_To do:_ Given the entries below, copy each of them out exactly.

[Stored data]
****************************************

PR #1564, opened 2025-09-29
Bug fixes

### LINKED ISSUE #1325: Repairing flag set to true during "Go to Airport" relocation
There is a bug where the flag /fdm/jsbsim/damage/repairing is set to true during a GUI instigated airport relocation.
What that does is set the property /controls/gear/brake-parking to true. This requires a cycling of the "Repair" function or bush gear change or manually setting the repairing flag to false.
The function that is responsible for repairing flag to be set to true is in Systems/ground-effects.xml
~~~
<logic>
        <name>Parking Brake And Chock</name>
        <input>
            <or>
                <!-- The actual parking brake controlled by the pilot -->
                <property>/sim/model/c172p/brake-parking</property>

                <property>/sim/model/c172p/securing/chock-visible</property>

                <!-- When changing the bushkit, hold position so that new
                     initial length of tiedowns can be safely computed.
                -->
                <property>/fdm/jsbsim/damage/repairing</property>
            </or>
        </input>
        <output>
            <property>/controls/gear/brake-parking</property>
        </output>
    </logic>
~~~
The cause may be linked to a singleshot timer in Nasal/physics.nas that is set upon bush gear change out. This function works fine on a normal startup but not on a reset such as happens with a Airport relocation.
~~~
var set_bushkit = func (bushkit) {
    setprop("/fdm/jsbsim/damage/repairing", 1);
    reset_all_damage();
    bushkit_changed_timer.restart(bushkit_change_timeout);
};

# This timer object is used to enable damage again a short time after
# changing to the last bush kit option.
var bushkit_changed_timer = maketimer(bushkit_change_timeout, func {
    setprop("/fdm/jsbsim/damage/repairing", 0);
    setprop("/fdm/jsbsim/damage/traversing", 0);
});
bushkit_changed_timer.singleShot = 1;

# Update the 3D model when changing bush kit
setlistener("/fdm/jsbsim/bushkit", func (n) {
    set_bushkit(n.getValue());
}, 1, 0);
~~~

Further investigation is needed to determine what is causing this repairing flag to be set and by what function for sure.

Test if Airport relocation triggered by tutorial or mooring relocation trigger the same issue.

### LINKED ISSUE #1552: Auto mixture not working at mid ASL range
The auto mixture needs higher resolution in the interpolation table to correctly configure the mixture at the midrange of its performance envelope (6500)

wlbragg:
Fixes #1325 
Fixes #1552 - see last post in issue.

@hbeni this is another important bug fix I need to get merged asap so I can cherry pick it back to Release 2024.1.2.

### DIFF
--- a/Nasal/c172p.nas
+++ b/Nasal/c172p.nas
@@ -12,6 +12,9 @@ var autostart = func (msg=1) {
     # Reset battery charge and circuit breakers
     electrical.reset_battery_and_circuit_breakers();
 
+    #Guarantee repairing flag is reset
+    setprop("/fdm/jsbsim/damage/repairing", 0);
+
     # Setting levers and switches for startup
     setprop("/controls/switches/magnetos", 3);
 	setprop("/controls/engines/engine[0]/throttle", 0.2);
@@ -491,6 +494,8 @@ var reset_system = func {
     props.globals.getNode("/fdm/jsbsim/pontoon-damage/right-pontoon", 0).setIntValue(0);
 
     setprop("/engines/active-engine/kill-engine", 0);
+
+    setprop("/fdm/jsbsim/damage/repairing", 0);
 
     set_fuel();
 }
--- a/Systems/c172p-engine.xml
+++ b/Systems/c172p-engine.xml
@@ -226,35 +226,35 @@
             <sum>
               <!-- Pressure Altitude -->
               <product>
-                <subtract>
+                <difference>
                   <value>29.92</value>
                   <property>/environment/pressure-inhg</property>
-                </subtract>
+                </difference>
                 <value>1000</value>
               </product>
               <property>/position/altitude-ft</property>
               <!-- Temperature Offset -->
               <product>
                 <value>120</value>
-                <subtract>
+                <difference>
                   <property>/environment/temperature-degc</property>
-                  <subtract>
+                  <difference>
                     <value>15</value>
                     <product>
                       <sum>
                         <product>
-                          <subtract>
+                          <difference>
                             <value>29.92</value>
                             <property>/environment/pressure-inhg</property>
-                          </subtract>
+                          </difference>
                           <value>1000</value>
                         </product>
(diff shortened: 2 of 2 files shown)


Nasal/c172p.nas
```diff
@@ -12,6 +12,9 @@ var autostart = func (msg=1) {
     # Reset battery charge and circuit breakers
     electrical.reset_battery_and_circuit_breakers();
 
+    #Guarantee repairing flag is reset
+    setprop("/fdm/jsbsim/damage/repairing", 0);
```
hbeni, line 16: This confuses me a little.
As far as I remember, there are listeners acting on this flag. So when autostart, and we want a guaranteed "repaired state", we should call the appropriate repair function at some point here, which needs to deal correctly with setting/resetting the flag.

Alternatively, If I understand correctly, we do _not_ want autostart to fully repair, just attempt an engine start from the current state the plane is in (which then may fail if for example the engine is broken).
In this case, the big question is: why do we want to set the repairing flag here? If the flag is "1", repairing is either still running (in that case we need to leave it alone) or the reset mechanism in the repair function is broken (in that case we need to leave it alone here and fix it at the correct place)

hbeni: OTOH I did not find a suitable repairing function with my quick grep just now.
It looks like the C182 is structured a little differently in this regard.

hbeni: Ah ok, just read your explaination. That makes sense now.

hbeni (approved):

hbeni:
Verified, it worked (on my 2024.1.1 build)

wlbragg:
Let me state this another way. 

>if it was molten, keep it molten - unless we repair

/fdm/jsbsim/damage/repairing does not necessarily mean we executed reset_all_damage()

The entire logic is this.. 
repair_damage = func {
    set_bushkit(getprop("/fdm/jsbsim/bushkit"));
}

****************************************

_Response to the exercise:_
PR #1564, opened 2025-09-29
Bug fixes

### LINKED ISSUE #1325: Repairing flag set to true during "Go to Airport" relocation
There is a bug where the flag /fdm/jsbsim/damage/repairing is set to true during a GUI instigated airport relocation.
What that does is set the property /controls/gear/brake-parking to true. This requires a cycling of the "Repair" function or bush gear change or manually setting the repairing flag to false.
The function that is responsible for repairing flag to be set to true is in Systems/ground-effects.xml
~~~
<logic>
        <name>Parking Brake And Chock</name>
        <input>
            <or>
                <!-- The actual parking brake controlled by the pilot -->
                <property>/sim/model/c172p/brake-parking</property>

                <property>/sim/model/c172p/securing/chock-visible</property>

                <!-- When changing the bushkit, hold position so that new
                     initial length of tiedowns can be safely computed.
                -->
                <property>/fdm/jsbsim/damage/repairing</property>
            </or>
        </input>
        <output>
            <property>/controls/gear/brake-parking</property>
        </output>
    </logic>
~~~
The cause may be linked to a singleshot timer in Nasal/physics.nas that is set upon bush gear change out. This function works fine on a normal startup but not on a reset such as happens with a Airport relocation.
~~~
var set_bushkit = func (bushkit) {
    setprop("/fdm/jsbsim/damage/repairing", 1);
    reset_all_damage();
    bushkit_changed_timer.restart(bushkit_change_timeout);
};

# This timer object is used to enable damage again a short time after
# changing to the last bush kit option.
var bushkit_changed_timer = maketimer(bushkit_change_timeout, func {
    setprop("/fdm/jsbsim/damage/repairing", 0);
    setprop("/fdm/jsbsim/damage/traversing", 0);
});
bushkit_changed_timer.singleShot = 1;

# Update the 3D model when changing bush kit
setlistener("/fdm/jsbsim/bushkit", func (n) {
    set_bushkit(n.getValue());
}, 1, 0);
~~~

Further investigation is needed to determine what is causing this repairing flag to be set and by what function for sure.

Test if Airport relocation triggered by tutorial or mooring relocation trigger the same issue.

### LINKED ISSUE #1552: Auto mixture not working at mid ASL range
The auto mixture needs higher resolution in the interpolation table to correctly configure the mixture at the midrange of its performance envelope (6500)

wlbragg:
Fixes #1325 
Fixes #1552 - see last post in issue.

@hbeni this is another important bug fix I need to get merged asap so I can cherry pick it back to Release 2024.1.2.

### DIFF
--- a/Nasal/c172p.nas
+++ b/Nasal/c172p.nas
@@ -12,6 +12,9 @@ var autostart = func (msg=1) {
     # Reset battery charge and circuit breakers
     electrical.reset_battery_and_circuit_breakers();
 
+    #Guarantee repairing flag is reset
+    setprop("/fdm/jsbsim/damage/repairing", 0);
+
     # Setting levers and switches for startup
     setprop("/controls/switches/magnetos", 3);
 	setprop("/controls/engines/engine[0]/throttle", 0.2);
@@ -491,6 +494,8 @@ var reset_system = func {
     props.globals.getNode("/fdm/jsbsim/pontoon-damage/right-pontoon", 0).setIntValue(0);
 
     setprop("/engines/active-engine/kill-engine", 0);
+
+    setprop("/fdm/jsbsim/damage/repairing", 0);
 
     set_fuel();
 }
--- a/Systems/c172p-engine.xml
+++ b/Systems/c172p-engine.xml
@@ -226,35 +226,35 @@
             <sum>
               <!-- Pressure Altitude -->
               <product>
-                <subtract>
+                <difference>
                   <value>29.92</value>
                   <property>/environment/pressure-inhg</property>
-                </subtract>
+                </difference>
                 <value>1000</value>
               </product>
               <property>/position/altitude-ft</property>
               <!-- Temperature Offset -->
               <product>
                 <value>120</value>
-                <subtract>
+                <difference>
                   <property>/environment/temperature-degc</property>
-                  <subtract>
+                  <difference>
                     <value>15</value>
                     <product>
                       <sum>
                         <product>
-                          <subtract>
+                          <difference>
                             <value>29.92</value>
                             <property>/environment/pressure-inhg</property>
-                          </subtract>
+                          </difference>
                           <value>1000</value>
                         </product>
(diff shortened: 2 of 2 files shown)


Nasal/c172p.nas
```diff
@@ -12,6 +12,9 @@ var autostart = func (msg=1) {
     # Reset battery charge and circuit breakers
     electrical.reset_battery_and_circuit_breakers();
 
+    #Guarantee repairing flag is reset
+    setprop("/fdm/jsbsim/damage/repairing", 0);
```
hbeni, line 16: This confuses me a little.
As far as I remember, there are listeners acting on this flag. So when autostart, and we want a guaranteed "repaired state", we should call the appropriate repair function at some point here, which needs to deal correctly with setting/resetting the flag.

Alternatively, If I understand correctly, we do _not_ want autostart to fully repair, just attempt an engine start from the current state the plane is in (which then may fail if for example the engine is broken).
In this case, the big question is: why do we want to set the repairing flag here? If the flag is "1", repairing is either still running (in that case we need to leave it alone) or the reset mechanism in the repair function is broken (in that case we need to leave it alone here and fix it at the correct place)

hbeni: OTOH I did not find a suitable repairing function with my quick grep just now.
It looks like the C182 is structured a little differently in this regard.

hbeni: Ah ok, just read your explaination. That makes sense now.

hbeni (approved):

hbeni:
Verified, it worked (on my 2024.1.1 build)

wlbragg:
Let me state this another way. 

>if it was molten, keep it molten - unless we repair

/fdm/jsbsim/damage/repairing does not necessarily mean we executed reset_all_damage()

The entire logic is this.. 
repair_damage = func {
    set_bushkit(getprop("/fdm/jsbsim/bushkit"));
}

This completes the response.